Title: Sample size and predictive performance of machine learning methods with survival data.
Authors: Federico Ambrogi - University of Milan (Italy)
Rosalba Miceli - Fondazione IRCCS Istituto Nazionale dei Tumori (Italy)
Gabriele Infante - University of Milan (Italy) [presenting]
Abstract: Prediction models are increasingly developed and used in diagnostic and prognostic studies, where the use of Machine learning (ML) methods is becoming more and more popular over traditional regression techniques.
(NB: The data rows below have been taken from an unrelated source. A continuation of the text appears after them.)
PR #4104, opened 2024-08-03
Support println for color formatting

empiredan:
This PR is to provide necessary APIs to implement `println` for color formatting. This was found while we are trying to use `println` (which is a very cool feature !) to print text with some colors or styles in our projects.


vitaut:
Thanks for the PR but I don't think we should bloat the color API. You can just use `\n`.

For survival outcomes, the Cox proportional hazards model is largely used and it has been proven to achieve good prediction performances with few strong covariates. The possibility to improve the model performance by including non-linearities, covariate interactions and time-varying effects while controlling for overfitting must be carefully considered during the model building phase. On the other hand, ML techniques are able to learn complexities from data at the cost of hyper-parameter tuning and interpretability. One aspect of special interest is the sample size needed for developing a survival prediction model. While there is guidance when using traditional statistical models, the same does not apply when using ML techniques. A time-to-event simulation framework is developed to evaluate the performance of the Cox regression compared, among others, to tuned Random Survival Forest, Gradient Boosting and Neural Networks at varying sample sizes. We used simulations based on replications of subjects from publicly available databases, where event times were simulated according to a Cox model with non-linearities on continuous variables and time-varying effects. The SEER registry data were used for comparison with real-world data.